Saved entries:

PR #899, opened 2019-10-30
ICU-20744 Add VS Code configuration files for c++

younies:
##### Checklist

- [x] Issue filed: https://unicode-org.atlassian.net/browse/ICU-20744
- [x] Issue accepted
- [ ] Tests included

### DIFF
--- a/docs/ide4c/vscode/README.md
+++ b/docs/ide4c/vscode/README.md
@@ -1,0 +1,10 @@
+<!--- © 2020 and later: Unicode, Inc. and others. ---> 
+<!--- License & terms of use: http://www.unicode.org/copyright.html#License --->
+
+# Configuring VS Code for ICU4C
+
+  - create `.vscode` folder in icu4c/source
+  - Copy `tasks.json` and `launch.json` files into `.vscode` folder
+
+NOTE
+ Before you build `icu4c` from vs code. run [`./runConfigureICU` command first](http://userguide.icu-project.org/icufaq).
--- a/docs/ide4c/vscode/launch.json
+++ b/docs/ide4c/vscode/launch.json
@@ -1,0 +1,100 @@
+// © 2020 and later: Unicode, Inc. and others.
+// License & terms of use: http://www.unicode.org/copyright.html#License
+{
+    "version": "0.2.0",
+    "configurations": [
+        {
+            "name": "intltest Launch",
+            "type": "cppdbg",
+            "request": "launch",
+            "targetArchitecture": "x64",
+            "program": "${workspaceFolder}/test/intltest/intltest",
+            "environment": [
+                {
+                    "name": "LD_LIBRARY_PATH", // Use "DYLD_LIBRARY_PATH" for mac osx.
+                    "value": "${workspaceRoot}/lib:${workspaceRoot}/stubdata:${workspaceRoot}/tools/ctestfw"
+                },
+                {
+                    "name": "ICU_DATA",
+                    "value": "${workspaceRoot}/data/out"
+                }
+            ],
+            "args": [ // Here you add which test cases you want to run, leaving it empty will run all the test cases.
+                "rbbi/RBBITest" // Just for example.
+            ],
+            "stopAtEntry": false, // If you want to add a break point in the beginning of the program (i.e. test cases).
+            "cwd": "${workspaceFolder}",
+            "externalConsole": false, //set to true to see output in an external terminal instead
+            "MIMode": "gdb", // Use "lldb" for mac osx.
+            "logging": {
+                "trace": true,
+                "traceResponse": true,
+                "engineLogging": true,
+                "programOutput": true
+            },
+            "preLaunchTask": "buildTest"
+        },
+        {
+            "name": "cintltst Launch",
+            "type": "cppdbg",
+            "request": "launch",
+            "targetArchitecture": "x64",
+            "program": "${workspaceFolder}/test/cintltst/cintltst",
+            "environment": [
+                {
+                    "name": "LD_LIBRARY_PATH", // Use "DYLD_LIBRARY_PATH" for mac osx.
+                    "value": "${workspaceRoot}/lib:${workspaceRoot}/stubdata:${workspaceRoot}/tools/ctestfw"
+                },
+                {
+                    "name": "ICU_DATA",
+                    "value": "${workspaceRoot}/data/out"
+                }
+            ],
+            "args": [ // Here you add which test cases you want to run, leaving it empty will run all the test cases.
+                "/tsutil/cstrcase" // Just for example.
+            ],
+            "stopAtEntry": false, // If you want to add a break point in the beginning of the program (i.e. test cases).
+            "cwd": "${workspaceFolder}",
+            "externalConsole": false, //set to true to see output in an external terminal instead
+            "MIMode": "gdb", // Use "lldb" for mac osx.
+            "logging": {
+                "trace": true,
+                "traceResponse": true,
+                "engineLogging": true,
+                "programOutput": true
+            },
+            "preLaunchTask": "buildTest"
+        },
+        {
+            "name": "iotest Launch",
+            "type": "cppdbg",
+            "request": "launch",
+            "targetArchitecture": "x64",
+            "program": "${workspaceFolder}/test/iotest/iotest",
+            "environment": [
+                {
+                    "name": "LD_LIBRARY_PATH", // Use "DYLD_LIBRARY_PATH" for mac osx.
+                    "value": "${workspaceRoot}/lib:${workspaceRoot}/stubdata:${workspaceRoot}/tools/ctestfw"
+                },
+                {
+                    "name": "ICU_DATA",
+                    "value": "${workspaceRoot}/data/out"
+                }
+            ],
+            "args": [ // Here you add which test cases you want to run, leaving it empty will run all the test cases.
+                "/datadriv" // Just for example.
+            ],
+            "stopAtEntry": false, // If you want to add a break point in the beginning of the program (i.e. test cases).
+            "cwd": "${workspaceFolder}",
+            "externalConsole": false, //set to true to see output in an external terminal instead
+            "MIMode": "gdb", // Use "lldb" for mac osx.
+            "logging": {
+                "trace": true,
+                "traceResponse": true,
+                "engineLogging": true,
+                "programOutput": true
+            },
+            "preLaunchTask": "buildTest"
+        }
+    ]
+}
--- a/docs/ide4c/vscode/tasks.json
+++ b/docs/ide4c/vscode/tasks.json
@@ -1,0 +1,38 @@
+// © 2020 and later: Unicode, Inc. and others.
+// License & terms of use: http://www.unicode.org/copyright.html#License
+
+{
+    "version": "2.0.0",
+    "tasks": [
+        {
+            "label": "Makefile", // You can choose your own label.
+            "type": "shell",
+            "command": "make",
+            // Make this the default build command.
+            "group": {
+                "kind": "build",
+                "isDefault": true
+            },
+            "presentation": {
+                "reveal": "always"
+            },
+            // You can pass all the building arguments here.
+            "args": [
+                "all",
+                "--debug", // Enable debug mode.
+                "-j", // Use more than one core in parallel
+                "-l90" // Use 90 percent of the CPU
+            ]
+        },
+        {
+            "label": "buildTest", // for building test cases before running it.
+            "command": "make", // Could be any other shell command
+            "args": [
+                "tests",
+                "-j", // Use more than one core in parallel
+                "-l90" // Use 90 percent of the CPU
+            ],
+            "type": "shell"
+        }
+    ]
+}


docs/ide4c/vscode/tasks.json
```diff
@@ -0,0 +1,41 @@
...
+            // You can pass all the building arguments here.
+            "args": [
+                "all",
+                "--debug", // Enable debug mode.
+                "-j8" // Use 8 cores.
+            ]
+        },
+        {
+            "label": "buildTest", // for building test cases before running it.
+            "command": "make", // Could be any other shell command
```
sffc: `make tests` does this.  Better than cd into the directory.

docs/ide4c/vscode/tasks.json
```diff
@@ -0,0 +1,41 @@
...
+            "args": [
+                "-j16",
+                "-C",
+                "${workspaceFolder}/test/intltest"
+            ],
+            "type": "shell"            
+        },
+        {
+            "label": "runTestCases", // For excuting the test cases.
```
sffc: Suggestion: rename this to "intltest", and then add two more targets, "cintltst" and "iotest" for the other test suites.

docs/ide4c/vscode/tasks.json
```diff
@@ -0,0 +1,41 @@
...
+            "command": "${workspaceFolder}/test/intltest/intltest", // Could be any other shell command
+            "args": [
```
sffc: Please give an example for how you would specify a single test.  For example,

```js
"args": [
    // Specify a specific test case here; for example:
    // "format/NumberTest"
]
```

docs/ide4c/vscode/tasks.json
```diff
@@ -0,0 +1,41 @@
...
+                "all",
+                "--debug", // Enable debug mode.
+                "-j8" // Use 8 cores.
+            ]
+        },
+        {
+            "label": "buildTest", // for building test cases before running it.
+            "command": "make", // Could be any other shell command
+            "args": [
+                "-j16",
```
sffc: `-j16` is a bit much, no?  I think Andy found that `-j6` gave the best performance and anything more than `-j6` had rapidly diminishing returns.

docs/ide4c/vscode/tasks.json
```diff
@@ -0,0 +1,41 @@
...
+                "-C",
+                "${workspaceFolder}/test/intltest"
+            ],
+            "type": "shell"            
+        },
+        {
+            "label": "runTestCases", // For excuting the test cases.
+            "command": "${workspaceFolder}/test/intltest/intltest", // Could be any other shell command
```
sffc: Is there a way to make this command depend on a previous one like `buildTest`?

docs/ide4c/vscode/launch.json
```diff
@@ -0,0 +1,36 @@
...
+                {
+                    "name": "LD_LIBRARY_PATH", // Use "DYLD_LIBRARY_PATH" for mac osx.
+                    "value": "${workspaceRoot}/lib:${workspaceRoot}/stubdata:${workspaceRoot}/tools/ctestfw"
+                },
+                {
+                    "name": "ICU_DATA",
+                    "value": "${workspaceRoot}/data/out"
+                }
+            ],
+            "args": [ // Here you add wich test cases you want to run, leaving it empty will run all the test cases.
```
jefgen: very minor nit: typo (wich -> which)

jefgen:
Thanks for doing this @younies! :)

sffc:
Please also add the copyright headers link the Travis build is asking you to do.  For Markdown, you can use HTML-style comments.

docs/ide4c/vscode/tasks.json
younies: You are right, however, tests should be added as args

docs/ide4c/vscode/tasks.json
younies: Okay, I will make it -j6. However, we could not proof it is the best. For example, using Core i9 process may differ. Therefore, I will leave a comment states that is just the number of cores.

docs/ide4c/vscode/tasks.json
younies: Yes, in the launch, we request buildTests first

docs/ide4c/vscode/tasks.json
younies: This is in the launch task.

younies:
Sorry, I performed the squash early, I was testing something.

docs/ide4c/vscode/launch.json
```diff
@@ -0,0 +1,66 @@
...
+             "rbbi/RBBITest" // Just for example.
+            ],
+            "stopAtEntry": true, // If you want to add a break point in the begining of the program (i.e. test cases).
```
sffc: Why default to true instead of false?  It is kind-of confusing to step from the main function down into your test case.  I usually leave a breakpoint in my test case and let the code run until it gets there.

docs/ide4c/vscode/launch.json
```diff
@@ -0,0 +1,66 @@
...
+                    "name": "LD_LIBRARY_PATH", // Use "DYLD_LIBRARY_PATH" for mac osx.
+                    "value": "${workspaceRoot}/lib:${workspaceRoot}/stubdata:${workspaceRoot}/tools/ctestfw"
+                },
+                {
+                    "name": "ICU_DATA",
+                    "value": "${workspaceRoot}/data/out"
+                }
+            ],
+            "args": [ // Here you add wich test cases you want to run, leaving it empty will run all the test cases.
+             "rbbi/RBBITest" // Just for example.
```
sffc: Inconsistent indentation

docs/ide4c/vscode/launch.json
```diff
@@ -0,0 +1,66 @@
...
+            "logging": {
+                "trace": true,
+                "traceResponse": true,
+                "engineLogging": true,
+                "programOutput": true
+            },
+            "preLaunchTask": "buildTest"
+        },
+        {
+            "name": "cintltest Launch",
```
sffc: it's `cintltst`, no "e"

docs/ide4c/vscode/launch.json
```diff
@@ -0,0 +1,66 @@
...
+            "MIMode": "gdb", // Use "lldb" for mac osx.
+            "logging": {
+                "trace": true,
+                "traceResponse": true,
+                "engineLogging": true,
+                "programOutput": true
+            },
+            "preLaunchTask": "buildTest"
+        }
+    ]
```
sffc: Do you want to add `iotest` as well?  (example argument: `/datadriv`)

docs/ide4c/vscode/launch.json
```diff
@@ -0,0 +1,66 @@
...
+                {
+                    "name": "LD_LIBRARY_PATH", // Use "DYLD_LIBRARY_PATH" for mac osx.
+                    "value": "${workspaceRoot}/lib:${workspaceRoot}/stubdata:${workspaceRoot}/tools/ctestfw"
+                },
+                {
+                    "name": "ICU_DATA",
+                    "value": "${workspaceRoot}/data/out"
+                }
+            ],
+            "args": [ // Here you add wich test cases you want to run, leaving it empty will run all the test cases.
```
sffc: I find it useful to have an example default test arg, because I forget whether to start with a "/" or not (you need the leading "/" for cintltst but not intltest).  Here is one:

`"/tsutil/cstrcase"`

docs/ide4c/vscode/README.md
```diff
@@ -0,0 +1,7 @@
+# Configuring VS Code for ICU4C
+
+  - create `.vscode` folder in icu4c/source
```
markusicu: I prefer to work from one or even two folder levels higher up. For example, with config+make I always use out-of-source builds because I don't want to contaminate my source tree, and I often configure two or more variants (debug vs. release vs. hardcode-UTF-8...) in parallel into separate output folders.

Does this kind of thing make sense for VS Code?
Does it support out-of-source builds?

docs/ide4c/vscode/README.md
```diff
@@ -0,0 +1,7 @@
...
+  - Copy `tasks.json` and `launch.json` files into `.vscode` folder
+
+NOTE
+ before you build `icu4c` from vs code. run `./runConfigureICU` command first.
```
markusicu: Please specify whether this has to be an in-source build, or else how to tell VS Code about the relationship between the source and output folders.

docs/ide4c/vscode/launch.json
```diff
@@ -0,0 +1,66 @@
...
+    "configurations": [
+        {
+            "name": "intltest Launch", 
+            "type": "cppdbg",
+            "request": "launch",
+            "targetArchitecture": "x64",
+            "program": "${workspaceFolder}/test/intltest/intltest",
+            "environment": [
+                {
+                    "name": "LD_LIBRARY_PATH", // Use "DYLD_LIBRARY_PATH" for mac osx.
```
markusicu: The red highlighting here of // comments indicates that they are not supported in .json, right? Does VS Code handle them, or does one have to strip them while copying into the .vscode folder?

sffc: Vscode ignores // comments.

- [WHAT TO PRODUCE]: How many of the lines above include the word "comments"? Respond with the number alone.

- [OUTPUT FOR THIS TASK]: 3